■ **AVAILABLE RECORDS**
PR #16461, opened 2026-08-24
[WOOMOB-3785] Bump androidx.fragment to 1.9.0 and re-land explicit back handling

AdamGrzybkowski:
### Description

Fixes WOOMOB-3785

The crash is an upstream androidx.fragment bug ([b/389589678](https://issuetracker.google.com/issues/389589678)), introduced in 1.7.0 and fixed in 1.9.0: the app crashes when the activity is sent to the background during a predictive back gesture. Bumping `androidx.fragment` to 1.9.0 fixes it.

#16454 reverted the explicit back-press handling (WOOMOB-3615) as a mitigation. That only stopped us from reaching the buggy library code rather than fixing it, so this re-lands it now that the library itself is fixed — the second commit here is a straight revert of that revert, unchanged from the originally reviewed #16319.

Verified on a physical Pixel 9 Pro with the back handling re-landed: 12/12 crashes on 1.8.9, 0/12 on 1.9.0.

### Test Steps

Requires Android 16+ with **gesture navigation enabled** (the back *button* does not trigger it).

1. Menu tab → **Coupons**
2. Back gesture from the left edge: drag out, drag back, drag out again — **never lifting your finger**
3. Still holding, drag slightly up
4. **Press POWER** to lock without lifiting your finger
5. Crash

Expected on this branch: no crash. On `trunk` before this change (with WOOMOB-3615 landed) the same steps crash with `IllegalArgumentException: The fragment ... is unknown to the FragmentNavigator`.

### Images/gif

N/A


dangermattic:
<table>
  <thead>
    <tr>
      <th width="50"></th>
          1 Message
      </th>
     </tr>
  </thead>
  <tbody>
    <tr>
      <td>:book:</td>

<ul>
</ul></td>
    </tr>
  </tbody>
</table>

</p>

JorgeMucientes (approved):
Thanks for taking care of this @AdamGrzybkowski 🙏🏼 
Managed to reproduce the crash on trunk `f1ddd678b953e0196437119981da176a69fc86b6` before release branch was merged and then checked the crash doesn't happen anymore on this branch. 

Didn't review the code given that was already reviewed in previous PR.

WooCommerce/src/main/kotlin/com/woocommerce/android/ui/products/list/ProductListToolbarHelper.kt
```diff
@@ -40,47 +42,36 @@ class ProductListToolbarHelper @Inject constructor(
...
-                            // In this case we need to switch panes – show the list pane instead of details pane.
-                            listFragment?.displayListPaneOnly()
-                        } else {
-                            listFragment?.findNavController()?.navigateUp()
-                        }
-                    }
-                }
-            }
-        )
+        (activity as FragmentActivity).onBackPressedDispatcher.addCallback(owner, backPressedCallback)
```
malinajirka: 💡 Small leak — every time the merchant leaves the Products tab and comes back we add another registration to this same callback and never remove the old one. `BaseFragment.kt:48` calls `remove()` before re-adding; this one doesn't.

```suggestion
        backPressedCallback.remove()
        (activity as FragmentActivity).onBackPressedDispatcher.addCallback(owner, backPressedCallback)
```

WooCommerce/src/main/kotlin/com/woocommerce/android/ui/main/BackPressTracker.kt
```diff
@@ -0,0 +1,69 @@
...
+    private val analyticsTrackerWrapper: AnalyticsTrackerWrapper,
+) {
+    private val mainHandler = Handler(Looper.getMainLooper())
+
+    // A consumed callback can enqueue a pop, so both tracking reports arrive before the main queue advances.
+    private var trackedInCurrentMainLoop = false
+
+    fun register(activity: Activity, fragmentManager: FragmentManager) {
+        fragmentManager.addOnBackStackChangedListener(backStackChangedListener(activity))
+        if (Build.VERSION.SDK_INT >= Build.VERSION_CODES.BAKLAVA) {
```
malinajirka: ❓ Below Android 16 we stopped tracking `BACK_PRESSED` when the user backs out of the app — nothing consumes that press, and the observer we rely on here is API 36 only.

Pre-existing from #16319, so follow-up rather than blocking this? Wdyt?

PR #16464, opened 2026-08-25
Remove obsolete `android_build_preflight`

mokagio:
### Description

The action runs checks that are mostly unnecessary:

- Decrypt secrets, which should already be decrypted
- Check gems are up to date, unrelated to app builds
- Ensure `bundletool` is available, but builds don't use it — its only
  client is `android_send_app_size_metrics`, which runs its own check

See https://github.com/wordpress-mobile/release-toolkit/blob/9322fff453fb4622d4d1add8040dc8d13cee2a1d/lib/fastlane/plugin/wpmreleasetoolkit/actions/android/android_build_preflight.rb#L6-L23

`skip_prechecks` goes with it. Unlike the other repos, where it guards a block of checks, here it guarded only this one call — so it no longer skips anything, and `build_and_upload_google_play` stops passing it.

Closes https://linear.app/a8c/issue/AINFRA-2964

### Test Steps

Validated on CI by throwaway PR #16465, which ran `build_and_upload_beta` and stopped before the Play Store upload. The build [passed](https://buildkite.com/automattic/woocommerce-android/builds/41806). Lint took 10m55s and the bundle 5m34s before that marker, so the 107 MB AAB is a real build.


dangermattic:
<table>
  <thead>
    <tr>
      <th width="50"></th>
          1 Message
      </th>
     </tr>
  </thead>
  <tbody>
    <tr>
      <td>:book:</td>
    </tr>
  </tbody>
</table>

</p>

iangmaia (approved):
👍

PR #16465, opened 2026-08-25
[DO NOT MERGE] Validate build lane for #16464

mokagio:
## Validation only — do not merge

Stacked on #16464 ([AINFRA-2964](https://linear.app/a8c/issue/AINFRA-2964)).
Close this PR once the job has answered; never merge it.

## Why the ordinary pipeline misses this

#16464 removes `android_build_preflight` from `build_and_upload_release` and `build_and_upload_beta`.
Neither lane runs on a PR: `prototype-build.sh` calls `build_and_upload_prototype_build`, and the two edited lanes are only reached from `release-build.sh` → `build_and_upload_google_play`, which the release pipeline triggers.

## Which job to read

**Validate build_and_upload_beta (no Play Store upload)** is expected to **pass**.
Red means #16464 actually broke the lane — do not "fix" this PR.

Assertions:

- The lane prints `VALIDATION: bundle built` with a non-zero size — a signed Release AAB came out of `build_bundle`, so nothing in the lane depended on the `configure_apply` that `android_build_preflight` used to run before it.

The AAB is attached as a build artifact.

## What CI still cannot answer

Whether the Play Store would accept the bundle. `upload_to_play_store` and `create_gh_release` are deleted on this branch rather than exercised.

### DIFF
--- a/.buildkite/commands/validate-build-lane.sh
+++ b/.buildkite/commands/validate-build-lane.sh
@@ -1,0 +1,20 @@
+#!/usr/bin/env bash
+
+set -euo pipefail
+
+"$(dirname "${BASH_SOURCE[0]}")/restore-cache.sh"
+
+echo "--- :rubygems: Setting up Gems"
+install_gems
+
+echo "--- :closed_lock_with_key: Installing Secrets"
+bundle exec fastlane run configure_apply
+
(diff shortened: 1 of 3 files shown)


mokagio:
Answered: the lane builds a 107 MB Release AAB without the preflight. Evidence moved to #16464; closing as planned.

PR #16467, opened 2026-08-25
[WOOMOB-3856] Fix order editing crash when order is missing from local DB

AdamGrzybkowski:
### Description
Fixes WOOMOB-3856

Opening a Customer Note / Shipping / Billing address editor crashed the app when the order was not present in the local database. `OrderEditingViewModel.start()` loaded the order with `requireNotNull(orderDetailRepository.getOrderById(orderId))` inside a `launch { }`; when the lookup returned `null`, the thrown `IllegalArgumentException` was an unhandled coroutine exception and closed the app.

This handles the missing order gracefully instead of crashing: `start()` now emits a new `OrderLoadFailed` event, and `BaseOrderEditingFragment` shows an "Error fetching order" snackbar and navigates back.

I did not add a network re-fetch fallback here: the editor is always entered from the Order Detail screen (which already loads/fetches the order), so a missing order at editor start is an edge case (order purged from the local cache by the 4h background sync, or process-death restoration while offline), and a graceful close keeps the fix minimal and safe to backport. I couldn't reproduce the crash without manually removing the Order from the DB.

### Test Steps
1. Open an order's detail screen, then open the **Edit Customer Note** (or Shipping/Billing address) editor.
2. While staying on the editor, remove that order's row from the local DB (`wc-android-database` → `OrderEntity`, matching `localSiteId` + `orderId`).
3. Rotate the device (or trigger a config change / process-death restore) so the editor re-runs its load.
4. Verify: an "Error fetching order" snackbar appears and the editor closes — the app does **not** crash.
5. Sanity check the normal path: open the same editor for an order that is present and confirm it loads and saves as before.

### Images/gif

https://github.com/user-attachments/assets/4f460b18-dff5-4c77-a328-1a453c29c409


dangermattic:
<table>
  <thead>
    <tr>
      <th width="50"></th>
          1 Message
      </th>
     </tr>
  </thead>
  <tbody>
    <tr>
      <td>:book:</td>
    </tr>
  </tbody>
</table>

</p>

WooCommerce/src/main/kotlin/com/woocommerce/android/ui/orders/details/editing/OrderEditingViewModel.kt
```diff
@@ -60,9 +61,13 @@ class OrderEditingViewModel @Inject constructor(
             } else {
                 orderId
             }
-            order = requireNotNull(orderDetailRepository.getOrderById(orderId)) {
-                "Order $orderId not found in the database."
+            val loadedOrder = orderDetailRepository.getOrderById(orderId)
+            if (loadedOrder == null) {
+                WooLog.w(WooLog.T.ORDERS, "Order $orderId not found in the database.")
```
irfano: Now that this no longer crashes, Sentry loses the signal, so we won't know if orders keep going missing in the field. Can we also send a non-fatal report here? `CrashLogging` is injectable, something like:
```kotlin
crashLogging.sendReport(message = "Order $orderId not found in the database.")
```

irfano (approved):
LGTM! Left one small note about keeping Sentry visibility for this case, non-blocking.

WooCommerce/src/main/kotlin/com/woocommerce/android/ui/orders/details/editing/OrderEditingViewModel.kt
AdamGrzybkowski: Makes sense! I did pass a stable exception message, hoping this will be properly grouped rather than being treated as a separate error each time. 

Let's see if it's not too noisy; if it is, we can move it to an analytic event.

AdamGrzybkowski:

==

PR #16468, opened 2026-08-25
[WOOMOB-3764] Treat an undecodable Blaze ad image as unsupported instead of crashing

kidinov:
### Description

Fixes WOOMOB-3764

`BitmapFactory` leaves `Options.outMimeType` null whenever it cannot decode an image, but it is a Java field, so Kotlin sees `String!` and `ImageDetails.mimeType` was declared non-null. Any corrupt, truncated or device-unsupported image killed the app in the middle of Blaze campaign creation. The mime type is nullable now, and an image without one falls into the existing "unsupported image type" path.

--

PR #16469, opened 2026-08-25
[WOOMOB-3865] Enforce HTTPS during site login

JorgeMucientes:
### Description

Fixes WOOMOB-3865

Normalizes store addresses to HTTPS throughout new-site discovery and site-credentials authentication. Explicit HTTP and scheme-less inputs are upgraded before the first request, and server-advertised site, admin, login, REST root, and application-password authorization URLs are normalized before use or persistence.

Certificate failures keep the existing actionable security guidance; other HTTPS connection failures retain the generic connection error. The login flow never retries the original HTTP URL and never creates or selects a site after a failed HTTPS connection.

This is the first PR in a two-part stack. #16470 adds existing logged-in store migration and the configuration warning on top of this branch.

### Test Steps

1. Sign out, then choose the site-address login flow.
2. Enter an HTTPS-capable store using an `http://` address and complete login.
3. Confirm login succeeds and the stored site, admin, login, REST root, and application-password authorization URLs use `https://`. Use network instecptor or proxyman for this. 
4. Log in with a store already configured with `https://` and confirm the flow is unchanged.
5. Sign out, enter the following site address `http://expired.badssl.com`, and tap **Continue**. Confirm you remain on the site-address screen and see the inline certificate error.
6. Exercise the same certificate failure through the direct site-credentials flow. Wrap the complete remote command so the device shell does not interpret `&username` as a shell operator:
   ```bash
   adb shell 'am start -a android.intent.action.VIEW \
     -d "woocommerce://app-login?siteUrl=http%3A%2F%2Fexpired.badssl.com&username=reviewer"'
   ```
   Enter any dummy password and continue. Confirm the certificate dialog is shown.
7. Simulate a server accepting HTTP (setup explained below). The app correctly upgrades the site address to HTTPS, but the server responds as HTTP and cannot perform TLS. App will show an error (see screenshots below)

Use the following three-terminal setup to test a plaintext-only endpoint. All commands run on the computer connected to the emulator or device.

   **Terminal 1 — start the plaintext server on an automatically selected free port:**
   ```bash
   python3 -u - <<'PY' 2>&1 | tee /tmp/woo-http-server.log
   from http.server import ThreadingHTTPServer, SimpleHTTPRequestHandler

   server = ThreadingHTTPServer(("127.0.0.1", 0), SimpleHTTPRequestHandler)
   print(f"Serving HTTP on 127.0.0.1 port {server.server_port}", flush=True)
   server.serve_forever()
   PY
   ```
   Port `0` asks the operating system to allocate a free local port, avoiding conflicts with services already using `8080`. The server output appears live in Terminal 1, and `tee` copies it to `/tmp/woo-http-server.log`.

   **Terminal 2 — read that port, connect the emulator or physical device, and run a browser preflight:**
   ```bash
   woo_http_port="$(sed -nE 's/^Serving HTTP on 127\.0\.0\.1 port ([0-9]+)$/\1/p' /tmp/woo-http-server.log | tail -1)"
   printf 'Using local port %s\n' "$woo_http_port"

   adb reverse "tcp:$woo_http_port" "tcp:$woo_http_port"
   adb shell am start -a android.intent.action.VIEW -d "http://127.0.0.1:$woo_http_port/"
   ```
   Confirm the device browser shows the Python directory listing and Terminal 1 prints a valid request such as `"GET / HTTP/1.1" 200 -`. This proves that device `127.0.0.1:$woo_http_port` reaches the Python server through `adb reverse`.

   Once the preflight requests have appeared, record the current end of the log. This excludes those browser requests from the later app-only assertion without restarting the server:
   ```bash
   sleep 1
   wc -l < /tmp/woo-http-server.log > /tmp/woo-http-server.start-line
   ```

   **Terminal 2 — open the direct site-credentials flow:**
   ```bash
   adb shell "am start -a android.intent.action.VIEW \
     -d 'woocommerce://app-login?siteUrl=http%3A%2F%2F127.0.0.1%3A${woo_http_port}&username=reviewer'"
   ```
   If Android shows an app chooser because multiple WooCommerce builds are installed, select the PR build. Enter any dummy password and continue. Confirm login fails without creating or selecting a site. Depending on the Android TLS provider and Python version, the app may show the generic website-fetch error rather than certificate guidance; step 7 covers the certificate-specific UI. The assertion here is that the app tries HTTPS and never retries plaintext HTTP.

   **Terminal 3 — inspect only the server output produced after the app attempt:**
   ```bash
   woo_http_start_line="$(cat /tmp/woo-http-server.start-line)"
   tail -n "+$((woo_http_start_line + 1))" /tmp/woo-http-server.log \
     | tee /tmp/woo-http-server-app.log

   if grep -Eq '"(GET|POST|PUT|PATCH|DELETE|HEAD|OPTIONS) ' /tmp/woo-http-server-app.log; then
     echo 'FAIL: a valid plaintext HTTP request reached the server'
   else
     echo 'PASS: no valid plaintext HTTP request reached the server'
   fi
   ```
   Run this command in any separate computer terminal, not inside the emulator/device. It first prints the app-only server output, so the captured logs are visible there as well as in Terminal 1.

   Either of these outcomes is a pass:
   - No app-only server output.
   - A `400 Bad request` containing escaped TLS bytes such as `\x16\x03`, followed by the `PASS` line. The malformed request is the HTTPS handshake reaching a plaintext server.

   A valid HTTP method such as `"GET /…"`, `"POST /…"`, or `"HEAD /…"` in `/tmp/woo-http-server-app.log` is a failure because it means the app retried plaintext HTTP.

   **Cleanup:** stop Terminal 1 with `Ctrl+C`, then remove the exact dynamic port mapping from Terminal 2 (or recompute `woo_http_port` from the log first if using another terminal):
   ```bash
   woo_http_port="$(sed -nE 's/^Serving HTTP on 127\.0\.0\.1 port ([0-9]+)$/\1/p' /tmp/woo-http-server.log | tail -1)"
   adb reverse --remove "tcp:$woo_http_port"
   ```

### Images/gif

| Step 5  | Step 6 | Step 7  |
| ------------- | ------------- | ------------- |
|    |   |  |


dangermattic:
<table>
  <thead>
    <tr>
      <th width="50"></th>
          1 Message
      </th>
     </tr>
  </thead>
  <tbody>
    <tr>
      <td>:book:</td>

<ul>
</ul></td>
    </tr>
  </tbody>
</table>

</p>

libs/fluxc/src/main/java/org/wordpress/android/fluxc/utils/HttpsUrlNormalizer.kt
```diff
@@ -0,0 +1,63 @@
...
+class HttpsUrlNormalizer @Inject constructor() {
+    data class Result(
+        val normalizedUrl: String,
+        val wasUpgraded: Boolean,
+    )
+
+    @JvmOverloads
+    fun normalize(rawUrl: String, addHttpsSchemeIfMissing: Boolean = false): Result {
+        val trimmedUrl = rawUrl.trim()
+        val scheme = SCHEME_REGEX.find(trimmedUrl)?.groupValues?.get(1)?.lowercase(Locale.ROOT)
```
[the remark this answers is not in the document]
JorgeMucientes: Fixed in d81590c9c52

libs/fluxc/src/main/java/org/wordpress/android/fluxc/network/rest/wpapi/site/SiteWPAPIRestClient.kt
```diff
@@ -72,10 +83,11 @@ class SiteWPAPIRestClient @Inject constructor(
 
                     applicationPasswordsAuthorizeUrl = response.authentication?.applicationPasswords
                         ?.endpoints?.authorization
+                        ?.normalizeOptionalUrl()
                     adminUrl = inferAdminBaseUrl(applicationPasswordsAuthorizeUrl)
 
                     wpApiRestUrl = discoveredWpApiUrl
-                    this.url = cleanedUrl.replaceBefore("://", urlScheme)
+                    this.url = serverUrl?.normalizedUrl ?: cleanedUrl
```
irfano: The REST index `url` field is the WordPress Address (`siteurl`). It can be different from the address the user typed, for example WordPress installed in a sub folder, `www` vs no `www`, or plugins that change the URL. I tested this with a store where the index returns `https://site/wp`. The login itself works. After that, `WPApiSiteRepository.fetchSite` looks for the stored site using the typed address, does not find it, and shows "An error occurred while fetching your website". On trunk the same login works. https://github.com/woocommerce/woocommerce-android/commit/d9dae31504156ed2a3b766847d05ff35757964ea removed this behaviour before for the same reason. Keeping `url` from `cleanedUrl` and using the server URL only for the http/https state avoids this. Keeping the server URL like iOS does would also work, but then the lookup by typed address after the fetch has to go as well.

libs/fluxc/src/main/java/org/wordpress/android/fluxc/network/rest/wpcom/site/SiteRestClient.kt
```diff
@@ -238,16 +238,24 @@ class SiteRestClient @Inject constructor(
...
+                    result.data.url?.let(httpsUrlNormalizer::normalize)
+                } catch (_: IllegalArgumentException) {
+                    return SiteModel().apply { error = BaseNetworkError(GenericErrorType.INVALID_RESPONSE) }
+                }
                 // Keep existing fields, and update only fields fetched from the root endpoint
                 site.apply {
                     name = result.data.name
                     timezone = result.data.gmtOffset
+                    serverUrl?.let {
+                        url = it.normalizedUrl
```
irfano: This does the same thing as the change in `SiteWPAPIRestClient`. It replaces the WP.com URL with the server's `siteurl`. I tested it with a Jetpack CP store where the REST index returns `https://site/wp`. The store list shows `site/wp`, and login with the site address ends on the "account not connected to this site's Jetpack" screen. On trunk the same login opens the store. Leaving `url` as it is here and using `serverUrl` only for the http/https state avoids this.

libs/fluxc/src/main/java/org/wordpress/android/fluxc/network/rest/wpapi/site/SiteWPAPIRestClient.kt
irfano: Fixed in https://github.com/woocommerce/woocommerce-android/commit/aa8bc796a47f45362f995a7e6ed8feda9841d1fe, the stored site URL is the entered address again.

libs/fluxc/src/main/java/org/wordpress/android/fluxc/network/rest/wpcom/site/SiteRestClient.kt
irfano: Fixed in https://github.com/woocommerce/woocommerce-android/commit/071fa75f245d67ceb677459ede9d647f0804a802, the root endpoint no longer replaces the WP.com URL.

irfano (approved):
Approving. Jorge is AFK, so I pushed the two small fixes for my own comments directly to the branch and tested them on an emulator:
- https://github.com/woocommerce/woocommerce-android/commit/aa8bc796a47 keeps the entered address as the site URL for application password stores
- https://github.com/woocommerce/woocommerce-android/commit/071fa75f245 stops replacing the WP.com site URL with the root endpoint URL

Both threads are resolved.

■ **PROBLEM TO SOLVE**
Find the string "cannot" in the entries above and return each line that holds it.

■ **TASK SOLUTION**
## What CI still cannot answer
`BitmapFactory` leaves `Options.outMimeType` null whenever it cannot decode an image, but it is a Java field, so Kotlin sees `String!` and `ImageDetails.mimeType` was declared non-null. Any corrupt, truncated or device-unsupported image killed the app in the middle of Blaze campaign creation. The mime type is nullable now, and an image without one falls into the existing "unsupported image type" path.
7. Simulate a server accepting HTTP (setup explained below). The app correctly upgrades the site address to HTTPS, but the server responds as HTTP and cannot perform TLS. App will show an error (see screenshots below)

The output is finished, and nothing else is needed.